## The task
How many lines in the entries below include the word "Fabric"? Respond with the number only.

## Exercise inputs
PR #395, opened 2019-10-24
Migrate IdPSS functionality to Fabric.Identity

bskeen:


Fabric.Identity.API/Models/ModelExtensions.cs
```diff
@@ -58,8 +58,10 @@ public static IS4.Client ToIs4ClientModel(this Client client)
                     PostLogoutRedirectUris = client.PostLogoutRedirectUris,
                     EnableLocalLogin = client.EnableLocalLogin,
                     IdentityProviderRestrictions = client.IdentityProviderRestrictions,
-                    LogoutUri = client.LogoutUri,
-                    LogoutSessionRequired = client.LogoutSessionRequired,
+                    FrontChannelLogoutUri = client.LogoutUri,
```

## Written solution
2